21 décembre 2015 / 11:35 / il y a 2 ans

BOURSE-PSA se distingue en 2015, marges et M&A dans tous les esprits

* PSA meilleure performance du CAC 40 en 2015, juste devant Renault

* L'action a pris près de 60% depuis le début de l'année

* Le marché salue un redressement financier plus rapide que prévu

* Prochaine étape: retour du débat sur les options M&A du groupe

par Gilles Guillaume et Alexandre Boksenbaum-Granier

PARIS, 21 décembre (Reuters) - PSA Peugeot Citroën est parti pour signer en 2015 la meilleure performance de l'indice CAC 40, le marché anticipant un redressement plus rapide que prévu de la situation financière du groupe et son corollaire: le réexamen par le constructeur de ses options en matière d'alliance.

Lundi midi, l'action PSA affiche une progression de 59,7% depuis le début d'une année marquée par le retour du titre au sein de l'indice vedette parisien.
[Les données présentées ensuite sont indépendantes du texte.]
PR #950, opened 2017-10-03
Add Content-Security-Policy

vanillajonathan:


Tratcher:
Spec reference: https://developer.mozilla.org/en-US/docs/Web/HTTP/CSP

Where do you intend to use this?

vanillajonathan:
Convenient to use together with `HttpContext.Response` so as to refer to a constant instead of a hard-coded string. Can be used from inside a controller action or a action filter attribute.

Controller
```cs
public IActionResult Index()
{
    context.Response.Headers.Add(HeaderNames.ContentSecurityPolicy, "default-src 'self'");
    return View();
}
```

Action filter
```cs
public class ContentSecurityPolicyAttribute : IActionFilter
{
    public void OnActionExecuting(ActionExecutingContext context)
    {
        context.Response.Headers.Add(HeaderNames.ContentSecurityPolicy, "default-src 'self'");
    }

    public void OnActionExecuted(ActionExecutedContext context) { }
}
```

Tratcher:
It's needs based. I'm not clear if this one is common enough. @blowdart may be more familiar with it.

'All' is an open ended discussion. This one comes from a spec we wouldn't normally consider.

blowdart:
If it's just header names I have no problem with giving them a "strong type". Implementing it however is a much more interesting discussion :)

vanillajonathan:
Since the class is declared as public, perhaps it ought to contain a more complete collection of headers.
Though perhaps only headers that are REC (Recommendations) not WD (Working Draft).

PR #951, opened 2017-10-03
Add header names for CORS

vanillajonathan:


Tratcher:
Is the objective to replace these constants from CORS? https://github.com/aspnet/CORS/blob/df571655acafb39703935a71a977feec023977d0/src/Microsoft.AspNetCore.Cors/Infrastructure/CorsConstants.cs
Or is there some other place you planned to use these?

Spec reference:
https://www.w3.org/TR/cors/

vanillajonathan:
@Tratcher I was not aware of the existence of the `CorsConstants` class.

I just looked at the `HeaderNames` and noticed that were no headers for CORS. Not sure if they should be in same class or different classes.

Also not sure why one class use `public const string` and the other use `public static readonly string`.

Tratcher:
Filed https://github.com/aspnet/CORS/issues/130 to remove the duplication.

PR #958, opened 2017-11-04
Implement read-only HeaderDictionary

Tratcher:
This is part of https://github.com/aspnet/Hosting/issues/1253.
Note this does not change the contract of IHeaderDictionary, only the concrete HeaderDictionary.
This will enable TestServer to mark its response headers as readonly when the response starts. It will also allow HeaderDictionary to replace HttpSys and IIS's HeaderCollection type.


src/Microsoft.AspNetCore.Http/HeaderDictionary.cs
```diff
@@ -125,25 +130,13 @@ public HeaderDictionary(int capacity)
...
         /// </summary>
         /// <returns>true if the <see cref="HeaderDictionary" /> is in read-only mode; otherwise, false.</returns>
-        public bool IsReadOnly
-        {
-            get
-            {
-                return false;
-            }
-        }
+        public bool IsReadOnly { get; set; }
```
pranavkm: Should this throw if it's been set to ReadOnly? It'd be weird if people reset this bit to work around the exception.

Tratcher: I'm not as concerned about that, they'd have to downcast to get to it in the first place and at that point it becomes pretty obvious they're doing something wrong.

test/Microsoft.AspNetCore.Http.Tests/HeaderDictionaryTests.cs
```diff
@@ -68,5 +68,40 @@ public void EmtpyQuotedHeaderSegmentsAreIgnored()
...
+        [Fact]
+        public void ReadActionsWorkWhenReadOnly()
+        {
+            var headers = new HeaderDictionary(
+                new Dictionary<string, StringValues>(StringComparer.OrdinalIgnoreCase)
+                {
+                    { "Header1", "Value1" }
+                });
+
+            headers.IsReadOnly = true;
```
JunTaoLuo: How are these tests passing when you set IsReadOnly to true?

JunTaoLuo: Nevermind I misread the test name and thought these were write operations.

PR #977, opened 2017-12-08
Copy ServerAddress from Kestrel to HttpAbstractions

jkotalik:
BasicMiddleware needs to parse server address, however we don't want to have BasicMiddleware depend on Kestrel. We also can't delete the ServerAddress from Kestrel because it is public https://github.com/aspnet/KestrelHttpServer/blob/dev/src/Kestrel.Core/ServerAddress.cs. We will first create this new class in HttpAbstractions, have Kestrel wrap ServerAddressTemplate with ServerAddress, and then modify HttpSysServer to use this type.


src/Microsoft.AspNetCore.Http/Internal/ServerAddressTemplate.cs
```diff
@@ -0,0 +1,151 @@
...
+
+        public override string ToString()
+        {
+            if (IsUnixPipe)
+            {
+                return Scheme.ToLowerInvariant() + "://" + Host.ToLowerInvariant();
+            }
+            else
+            {
+                return Scheme.ToLowerInvariant() + "://" + Host.ToLowerInvariant() + ":" + Port.ToString(CultureInfo.InvariantCulture);
```
Tratcher: PathBase.

src/Microsoft.AspNetCore.Http/Internal/ServerAddressTemplate.cs
```diff
@@ -0,0 +1,151 @@
...
+            if (other == null)
+            {
+                return false;
+            }
+            return string.Equals(Scheme, other.Scheme, StringComparison.OrdinalIgnoreCase)
+                && string.Equals(Host, other.Host, StringComparison.OrdinalIgnoreCase)
+                && Port == other.Port;
+        }
+
+        public static ServerAddressTemplate FromUrl(string url)
```
Tratcher: Parse

src/Microsoft.AspNetCore.Http/Internal/ServerAddressTemplate.cs
jkotalik: @halter73 was there any reason why the PathBase was omitted from the ToString()?

src/Microsoft.AspNetCore.Http/Internal/ServerAddressTemplate.cs
```diff
@@ -0,0 +1,151 @@
...
+            }
+
+            if (string.IsNullOrEmpty(serverAddress.Host))
+            {
+                throw new FormatException($"Invalid url: '{url}'");
+            }
+
+            if (url[url.Length - 1] == '/')
+            {
+                serverAddress.PathBase = url.Substring(pathDelimiterEnd, url.Length - pathDelimiterEnd - 1);
```
halter73: PathBase only exists for legacy reasons. I think it's better to just throw from this method if a path is present.

The only place PathBase is used in Kestrel is [here](https://github.com/aspnet/KestrelHttpServer/blob/668f8e3b4b4f6e74e7a36433439847575889058e/src/Kestrel.Core/Internal/AddressBinder.cs#L129-L132) just to verify it's null or empty.

halter73:
Why do we want ServerAddress here instead of a shared source package in the Common repo?

src/Microsoft.AspNetCore.Http/Internal/ServerAddressTemplate.cs
Tratcher: HttpSys is going to start using this too, and it requires PathBase.

Tratcher:
An API for this is better than shared source here because it applies generally to anyone consuming the IServerAddressesFeature.

jkotalik:
Also ServerAddress is a public type. We can't change the namespace on it (moving it to a shared package) without breaking people.

jkotalik:
@Tratcher @halter73 and I discussed this and he originally wanted ServerAddress to be an internal type rather than public to begin with. I'm am okay with either option, depending on how reusable we want to make this.

Tratcher:
The travis failures look like issues that need to be addressed.

src/Microsoft.AspNetCore.Http/Internal/ServerAddressTemplate.cs
```diff
@@ -0,0 +1,151 @@
...
+        }
+
+        public override bool Equals(object obj)
+        {
+            var other = obj as ServerAddressTemplate;
+            if (other == null)
+            {
+                return false;
+            }
+            return string.Equals(Scheme, other.Scheme, StringComparison.OrdinalIgnoreCase)
```
Tratcher: This also needs PathBase

src/Microsoft.AspNetCore.Http/Internal/ServerAddressTemplate.cs
```diff
@@ -0,0 +1,151 @@
...
+                && string.Equals(Host, other.Host, StringComparison.OrdinalIgnoreCase)
+                && Port == other.Port;
+        }
+
+        public static ServerAddressTemplate ParseFromUrl(string url)
```
danroth27: To make it clearer that these URLs have a template syntax, how about renaming `ParseFromUrl` to just `Parse` and rename the `url` parameter to `template`?

src/Microsoft.AspNetCore.Http/Internal/ServerAddressTemplate.cs
```diff
@@ -0,0 +1,151 @@
+﻿// Copyright (c) .NET Foundation. All rights reserved.
+// Licensed under the Apache License, Version 2.0. See License.txt in the project root for license information.
+
+using System;
+using System.Diagnostics;
+using System.Globalization;
+
+namespace Microsoft.AspNetCore.Http.Internal
```
danroth27: This seems like a generally useful type. Can we move it out of the `Internal` namespace?

Tratcher:
Offline agreement is to call it BindingAddress and leave it pubternal.

jkotalik:
🆙 📅

src/Microsoft.AspNetCore.Http/Internal/RoutingAddress.cs
```diff
@@ -0,0 +1,151 @@
...
+            if (other == null)
+            {
+                return false;
+            }
+            return string.Equals(Scheme, other.Scheme, StringComparison.OrdinalIgnoreCase)
+                && string.Equals(Host, other.Host, StringComparison.OrdinalIgnoreCase)
+                && Port == other.Port;
+        }
+
+        public static RoutingAddress ParseFromUrl(string url)
```
jkotalik: @danroth27 I kept this as ParseFromUrl as we are staying away from the name template. That okay?

Tratcher: Parse(string address)

jkotalik:
@halter73 if we change kestrel to consume this type, it will have to throw if the PathBase is set. I'll make that change once this is in.

src/Microsoft.AspNetCore.Http/Internal/RoutingAddress.cs
```diff
@@ -0,0 +1,151 @@
+﻿// Copyright (c) .NET Foundation. All rights reserved.
+// Licensed under the Apache License, Version 2.0. See License.txt in the project root for license information.
+
+using System;
+using System.Diagnostics;
+using System.Globalization;
+
+namespace Microsoft.AspNetCore.Http.Internal
+{
+    public class RoutingAddress
```
rynowak: It would be dope to avoid the name routing if possible - or make this internal internal . This isn't the routing package and isn't integrated with routing.

Tratcher: I thought it was supposed to be BindingAddress?

jkotalik: Yeah oops.

src/Microsoft.AspNetCore.Http/Internal/BindingAddress.cs
```diff
@@ -0,0 +1,151 @@
...
+        }
+
+        public override bool Equals(object obj)
+        {
+            var other = obj as BindingAddress;
+            if (other == null)
+            {
+                return false;
+            }
+            return string.Equals(Scheme, other.Scheme, StringComparison.OrdinalIgnoreCase)
```
Tratcher: PathBase

src/Microsoft.AspNetCore.Http/Internal/BindingAddress.cs
```diff
@@ -0,0 +1,151 @@
...
+            {
+                return Host.StartsWith(Constants.UnixPipeHostPrefix, StringComparison.Ordinal);
+            }
+        }
+
+        public string UnixPipePath
+        {
+            get
+            {
+                Debug.Assert(IsUnixPipe);
```
halter73: Now that this is in another assembly it might be better to just change this to an if/throw.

Sur l'ensemble de 2014, l'action avait déjà gagné près de 23%.

Renault, qui bénéficie également de l'amélioration du marché automobile européen, vient en deuxième position avec une performance de +55% depuis janvier.

Graphique comparant PSA à Renault, au CAC 40 et au secteur auto européen depuis le redressement du groupe fin 2012 :

bit.ly/1NZyfND

Graphique sur l'évolution de l'action/CAC 40 depuis 5 ans :

bit.ly/1Ya0PH5

"PSA est revenu rapidement dans la course au cours des 18 derniers mois et est devenu le constructeur automobile généraliste le plus rentable", commente Bernstein dans une note consacrée à la stratégie de marques du groupe. "Nous pensons que la profitabilité peut rester solide tout au long de 2016 et 2017."
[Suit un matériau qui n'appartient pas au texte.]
PR #979, opened 2017-12-18
Consistently initialize HeaderDictionary case insensitive

### LINKED ISSUE #978: HeaderDictionary.Add(string key, StringValues value) initializes without StringComparer.OrdinalIgnoreCase
In the other three places where Store is initialized, it is case-insensitive:

`new Dictionary<string, StringValues>(1, StringComparer.OrdinalIgnoreCase)`

but in the Add(string key, StringValues value) method Store appears to be initialized as case-sensitive:

`new Dictionary<string, StringValues>(1)`

Shouldn't this match the other three places where Store is initialized? Could this lead to unexpected cases where the HeaderDictionary will be case-sensitive?

user1336:
Fixes #978

### DIFF
--- a/src/Microsoft.AspNetCore.Http/HeaderDictionary.cs
+++ b/src/Microsoft.AspNetCore.Http/HeaderDictionary.cs
@@ -32,10 +32,18 @@ namespace Microsoft.AspNetCore.Http
 
         public HeaderDictionary(int capacity)
         {
-            Store = new Dictionary<string, StringValues>(capacity, StringComparer.OrdinalIgnoreCase);
+            EnsureStore(capacity);
         }
 
         private Dictionary<string, StringValues> Store { get; set; }
+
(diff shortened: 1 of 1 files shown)


src/Microsoft.AspNetCore.Http/HeaderDictionary.cs
```diff
@@ -195,7 +195,7 @@ public void Add(string key, StringValues value)
 
             if (Store == null)
             {
-                Store = new Dictionary<string, StringValues>(1);
+                Store = new Dictionary<string, StringValues>(1, StringComparer.OrdinalIgnoreCase);
```
Tratcher: Nice. Can you take it one step further by adding an EnsureStore() method with this `if` in it? Then all of the creation code paths can call the same method.

Tratcher:
👏

Issue #980, opened 2017-12-21
RequestCookieCollection inconsistent case sensitivity


lundog:
When RequestCookieCollection is instantiated with a capacity it initializes its inner Store dictionary with StringComparer.OrdinalIgnoreCase:
https://github.com/aspnet/HttpAbstractions/blob/2ce2d8b6c5c4d3111f5bbfe642c478f229bd955f/src/Microsoft.AspNetCore.Http/Internal/RequestCookieCollection.cs#L33

However, when instantiated via the static Parse method it initializes its inner Store dictionary without the OrdinalIgnoreCase option:
https://github.com/aspnet/HttpAbstractions/blob/2ce2d8b6c5c4d3111f5bbfe642c478f229bd955f/src/Microsoft.AspNetCore.Http/Internal/RequestCookieCollection.cs#L74

Similar to #978 
It seems as if the Parse method should initialize Store with OrdinalIgnoreCase to be consistent.

Tratcher:
Agreed.

PR #981, opened 2017-12-22
Initialize RequestCookieCollection case insensitive

lundog:
Addresses #980


src/Microsoft.AspNetCore.Http/Internal/RequestCookieCollection.cs
```diff
@@ -71,7 +71,7 @@ public static RequestCookieCollection Parse(IList<string> values)
                     return Empty;
                 }
 
-                var store = new Dictionary<string, string>(cookies.Count);
+                var store = new Dictionary<string, string>(cookies.Count, StringComparer.OrdinalIgnoreCase);
```
Tratcher: This can call the RequestCookieCollection(int capacity) constructor directly.

lundog:
How's that?

PR #984, opened 2018-01-02
AuthenticationProperties code cleanup

Tratcher:
Adding these as part of https://github.com/aspnet/Security/pull/1582/files/9f7f8a857b258593bddf9067d740bb56d02bb90a#diff-9c70897a7c08d33ccecc1707cd3d7cfd

Also in-lining some variables.

### DIFF
--- a/src/Microsoft.AspNetCore.Authentication.Abstractions/AuthenticationProperties.cs
+++ b/src/Microsoft.AspNetCore.Authentication.Abstractions/AuthenticationProperties.cs
@@ -46,24 +46,8 @@ namespace Microsoft.AspNetCore.Authentication
         /// </summary>
         public bool IsPersistent
         {
-            get { return Items.ContainsKey(IsPersistentKey); }
-            set
-            {
-                if (Items.ContainsKey(IsPersistentKey))
-                {
-                    if (!value)
-                    {
-                        Items.Remove(IsPersistentKey);
-                    }
-                }
-                else
-                {
-                    if (value)
-                    {
-                        Items.Add(IsPersistentKey, string.Empty);
-                    }
-                }
-            }
+            get => GetString(IsPersistentKey) != null;
+            set => SetString(IsPersistentKey, value ? string.Empty : null);
         }
 
         /// <summary>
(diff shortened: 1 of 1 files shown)


src/Microsoft.AspNetCore.Authentication.Abstractions/AuthenticationProperties.cs
```diff
@@ -193,5 +188,55 @@ public string RedirectUri
...
+        /// </summary>
+        public string Error
+        {
+            get
+            {
+                return Items.TryGetValue(ErrorKey, out string value) ? value : null;
+            }
+            set
+            {
+                if (value != null)
```
HaoK: add a shared Get/SetHelper(key, value) to consolidate all of these?

HaoK: Maybe its worth adding a handful of tests for AuthenticationProperties since it looks like we don't have any today as well to verify the consolidated behavior

muratg: Who will be setting these values?

Tratcher: Me in the linked PR.

HaoK: Its effectively public API, we set them in auth, but all of the core IAuthenticationHandler apis also accept arbitrary AuthenticationProperties, its basically a settings bag that is passed along with authentication requests/results

HaoK: Actually this brings up a good point, this error logic is only needed for HandleRequestResult/RemoteHandlers to flow error info back right?  These properties should probably go into HandleRequestResult instead of AuthenticationProperties, since it looks like its only the RemoteHandler that would ever use this, and you can just store the error/description from HandleRemoteAuthenticateAsync here https://github.com/aspnet/Security/blob/9f7f8a857b258593bddf9067d740bb56d02bb90a/src/Microsoft.AspNetCore.Authentication/RemoteAuthenticationHandler.cs#L56

Tratcher:
Ok, the Security PR no longer needs this PR so I've reduced it to some of the code cleanup suggestions.

PR #1041, opened 2018-09-27
Fix XML documentation for IFormFileCollection

Marusyk:
Issue https://github.com/aspnet/Home/issues/3528

Please review

### DIFF
--- a/src/Microsoft.AspNetCore.Http.Features/IFormFileCollection.cs
+++ b/src/Microsoft.AspNetCore.Http.Features/IFormFileCollection.cs
@@ -11,7 +11,7 @@ namespace Microsoft.AspNetCore.Http
     public interface IFormFileCollection : IReadOnlyList<IFormFile>
     {
         /// <summary>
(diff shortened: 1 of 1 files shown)


src/Microsoft.AspNetCore.Http.Features/IFormFileCollection.cs
```diff
@@ -11,7 +11,7 @@ namespace Microsoft.AspNetCore.Http
     public interface IFormFileCollection : IReadOnlyList<IFormFile>
     {
         /// <summary>
-        /// Gets the file with the specified name.
+        /// Gets the first file in a collection that satisfies a specified name.
```
JamesNK: What do you think of:
> Gets the file with the specified name. If there are multiple files with this name then the first match is returned.

Marusyk: Yes, thanks. That would be better. I'll change

Eilon:
@Marusyk thank you again!

PR #1042, opened 2018-10-01
Add RoutesValues to HttpRequest

JamesNK:
RouteValues disappeared at some point from https://github.com/aspnet/HttpAbstractions/pull/1030

This is additive so should be simple to merge.

### DIFF
--- a/src/Microsoft.AspNetCore.Http/Internal/DefaultHttpRequest.cs
+++ b/src/Microsoft.AspNetCore.Http/Internal/DefaultHttpRequest.cs
@@ -6,6 +6,7 @@ using System.IO;
 using System.Threading;
 using System.Threading.Tasks;
 using Microsoft.AspNetCore.Http.Features;
+using Microsoft.AspNetCore.Routing;
 using Microsoft.Net.Http.Headers;
 
 namespace Microsoft.AspNetCore.Http.Internal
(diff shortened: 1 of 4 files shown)


src/Microsoft.AspNetCore.Http/Internal/DefaultHttpRequest.cs
```diff
@@ -151,12 +156,19 @@ public override Task<IFormCollection> ReadFormAsync(CancellationToken cancellati
             return FormFeature.ReadFormAsync(cancellationToken);
         }
 
+        public override RouteValueDictionary RouteValues
```
Tratcher: We should avoid returning a null value here. If the feature doesn't exist, or the value is null then an empty collection should be created, stored, and returned. We do something similar for cookies, query, etc..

Le groupe sochalien, acculé financièrement en 2012, a renoué pour la première fois depuis quatre ans avec un bénéfice net au premier semestre. Il a également affiché un free cash flow opérationnel au plus haut depuis plus de dix ans et une marge opérationnelle de l'automobile à 5,02%.

"On est dans un métier de coûts fixes et de volume, donc si les volumes repartent et que la société a rendu son organisation industrielle plus efficiente, elle va pouvoir dégager plus de résultats que par le passé", explique Joffrey Ouafqa, gérant chez Auris Gestion Privée, soulignant au passage que la forte reprise du titre est aussi liée à sa débâcle passée.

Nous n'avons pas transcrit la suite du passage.